Report each line of the material below where the word "will" can be found.

• Available data:

[Start of Attachment]

PR #1400, opened 2023-05-07
Add ExtraModuleImports option

pgmitche:
Adds `ExtraModuleImports` generator option, just [like that present in the gRPC plugin](https://github.com/grpc/grpc-swift/blob/75b390e901c7d70af9b4c5ca2677e035f00cd1ab/Sources/protoc-gen-grpc-swift/options.swift#L64)
 & [connect-swift plugin](https://github.com/bufbuild/connect-swift/blob/ed165049ecd6e111e8bb2834a14292719556d0f8/Plugins/ConnectPluginUtilities/GeneratorOptions.swift#L109)

### DIFF
--- a/Sources/protoc-gen-swift/GeneratorOptions.swift
+++ b/Sources/protoc-gen-swift/GeneratorOptions.swift
@@ -49,7 +49,7 @@ class GeneratorOptions {
   let outputNaming: OutputNaming
   let protoToModuleMappings: ProtoFileToModuleMappings
   let visibility: Visibility
-  let extraModuleImports: [String]?
+  let extraModuleImports: [String]
 
   /// A string snippet to insert for the visibility
   let visibilitySourceSnippet: String
@@ -91,14 +91,14 @@ class GeneratorOptions {
                                                       value: pair.value)
         }
       case "ExtraModuleImports":
-      if !pair.value.isEmpty {
-          externalModuleImports.append(pair.value)
-      } else {
-        throw GenerationError.invalidParameterValue(name: pair.key, value: pair.value)
-      }
-      default:
-        throw GenerationError.unknownParameter(name: pair.key)
-      }
+        if !pair.value.isEmpty {
+            externalModuleImports.append(pair.value)
+        } else {
+          throw GenerationError.invalidParameterValue(name: pair.key, value: pair.value)
+        }
+        default:
+          throw GenerationError.unknownParameter(name: pair.key)
+        }
     }
 
     if let moduleMapPath = moduleMapPath {
--- a/Sources/protoc-gen-swift/GeneratorOptions.swift
+++ b/Sources/protoc-gen-swift/GeneratorOptions.swift
@@ -49,6 +49,7 @@ class GeneratorOptions {
   let outputNaming: OutputNaming
   let protoToModuleMappings: ProtoFileToModuleMappings
   let visibility: Visibility
+  let extraModuleImports: [String]?
 
   /// A string snippet to insert for the visibility
   let visibilitySourceSnippet: String
@@ -58,6 +59,7 @@ class GeneratorOptions {
     var moduleMapPath: String?
     var visibility: Visibility = .internal
     var swiftProtobufModuleName: String? = nil
+    var externalModuleImports: [String] = []
 
     for pair in parseParameter(string:parameter) {
       switch pair.key {
@@ -88,6 +90,12 @@ class GeneratorOptions {
           throw GenerationError.invalidParameterValue(name: pair.key,
                                                       value: pair.value)
         }
+      case "ExtraModuleImports":
+      if !pair.value.isEmpty {
+          externalModuleImports.append(pair.value)
+      } else {
+        throw GenerationError.invalidParameterValue(name: pair.key, value: pair.value)
+      }
       default:
         throw GenerationError.unknownParameter(name: pair.key)
       }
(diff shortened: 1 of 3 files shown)


Sources/protoc-gen-swift/GeneratorOptions.swift
```diff
@@ -88,6 +90,12 @@ class GeneratorOptions {
           throw GenerationError.invalidParameterValue(name: pair.key,
                                                       value: pair.value)
         }
+      case "ExtraModuleImports":
+      if !pair.value.isEmpty {
```
thomasvl, line 94: Indent seems off here.

Sources/protoc-gen-swift/GeneratorOptions.swift
```diff
@@ -49,6 +49,7 @@ class GeneratorOptions {
   let outputNaming: OutputNaming
   let protoToModuleMappings: ProtoFileToModuleMappings
   let visibility: Visibility
+  let extraModuleImports: [String]?
```
thomasvl, line 52: If I'm reading the code correctly, this is always getting set, so the optional part doesn't seem worth while.  Does the generation code then also not need to be an `if let` but instead a check to see if it is empty?

thomasvl (commented):
Looking back at gRPC, I don't really follow what this might be needed for, do you have an example of why this would be needed?

glbrntt:
> Looking back at gRPC, I don't really follow what this might be needed for, do you have an example of why this would be needed?

Its presence in gRPC predates our involvement with it. The PR (https://github.com/grpc/grpc-swift/pull/402) which added it has some rationale behind it but as far as I'm aware it's not used in gRPC at the moment and wouldn't make sense to add to SwiftProtobuf.

pgmitche:
> Looking back at gRPC, I don't really follow what this might be needed for, do you have an example of why this would be needed?

Hi @thomasvl, thanks for reviewing!

I'm trying to inject import statements for modules containing SwiftProtobuf outputs that aren't generated to the same directory, nor to the same Swift project.

For example, if I have two proto packages that belong to different projects within a Swift registry, and I want to generate code for both of them separately, where PaymentProject declares a Payment message that depends on a message from the OrderProject:

```proto
message Payment {
    ...
    order.v1alpha.Order order = 2; 
}
```

I want to be able to generate both projects independently, but inject an import statement for the dependency so that the package will resolve when the registry dependency is provided in the manifest file like:
```swift
import OrderV1Alpha1
```

thomasvl:
That should already be covered by https://github.com/apple/swift-protobuf/blob/main/Documentation/PLUGIN.md#generation-option-protopathmodulemappings---swift-module-names-for-proto-paths.

You just provide the mapping of what files end up in which module, and the generator will generate the correct imports as well use module references for symbols to ensure there is no ambiguity if some other module happens to have the same symbol name.

thomasvl:
@pgmitche grpc/swift does support the [module mappings](https://github.com/grpc/grpc-swift/blob/main/docs/plugin.md#protopathmodulemappings), and it would appear that connect-swift [does also](https://github.com/bufbuild/connect-swift/blob/main/Plugins/ConnectPluginUtilities/GeneratorOptions.swift#L143). So there may be something universally supported that you could use.

> Please feel free to close this out if you don't want to add it, and thanks for the feedback!

I'll defer to @tbkka for it Apple wants to add/maintain this option.

tbkka:
I don't find this PR that interesting as-is.  I mostly agree with Thomas that the module mappings file makes more sense.  In particular, it is more accurate since it inserts import statements only and exactly when they are needed.  So I'm not eager to have a redundant option for the protoc plugin.

I think there would be value in having a way to express the import information entirely in the SwiftPM package file (as configuration for the SwiftPM plugin) without requiring a separate mapping file.  But the SwiftPM integration seems to be missing from this PR entirely.

pgmitche:
> @pgmitche grpc/swift does support the [module mappings](https://github.com/grpc/grpc-swift/blob/main/docs/plugin.md#protopathmodulemappings), and it would appear that connect-swift [does also](https://github.com/bufbuild/connect-swift/blob/main/Plugins/ConnectPluginUtilities/GeneratorOptions.swift#L143). So there may be something universally supported that you could use.
> 
> > Please feel free to close this out if you don't want to add it, and thanks for the feedback!
> 
> I'll defer to @tbkka for it Apple wants to add/maintain this option.

One key difference between the two that preclude use of `ProtoPathModuleMappings` for us is that for users who develop the protobuf package, building out a mapping file beforehand is simple, but for package-agnostic systems, building out a mapping file at runtime is more complex/involved than simply providing the extra import.

tbkka:
> ... for package-agnostic systems, building out a mapping file at runtime ...

Could you please spell that out in detail?  I think I'm missing some key point here...

FranzBusch:
> @tbkka I think we'd have to duplicate some info in the config json vs. what's in the Package.swift files, as I don't think the SwiftPM plugin interface would allow the plugin to auto generate the module mappings as just not enough info is expose (and propagated between targets).

When developing the SPM plugin I have played around with this some. I wanted to get rid of an explicit `ModuleMapping` file completely by just using the dependency information that SPM gives a plugin.
I was imagining this to work like this:
- TargetA: Contains `foo.proto`
- TargetB: Contains `bar.proto` which imports `TargetA/foo.proto`

In the plugin we are going automatically create a ModuleMapping file for any module that has a `proto` file. In the end, we are going to merge them together so that any target gets all proto module mappings from downstream. There were a bunch of open TODOs such as extending SPM to expose the necessary information but IMO we should explore something here which leverages the SPM dependency tree.

PR #1402, opened 2023-05-22
Fix compilation for web assembly

mwilsoncricut:
When compiling for web assembly on linux it currently gives this error. `swift-protobuf/Sources/SwiftProtobuf/Google_Protobuf_Any+Registry.swift:20:5: error: cannot find 'DispatchQueue' in scope`. Adding `#if !os(WASI)` should fix this issue. Note it is also being used this way in [foundation]( https://github.com/apple/swift-corelibs-foundation/blob/818de4858f3c3f72f75d25fbe94d2388ca653f18/Sources/Foundation/NSIndexSet.swift#L10)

[End of Attachment]

• Task answer:
I want to be able to generate both projects independently, but inject an import statement for the dependency so that the package will resolve when the registry dependency is provided in the manifest file like:
You just provide the mapping of what files end up in which module, and the generator will generate the correct imports as well use module references for symbols to ensure there is no ambiguity if some other module happens to have the same symbol name.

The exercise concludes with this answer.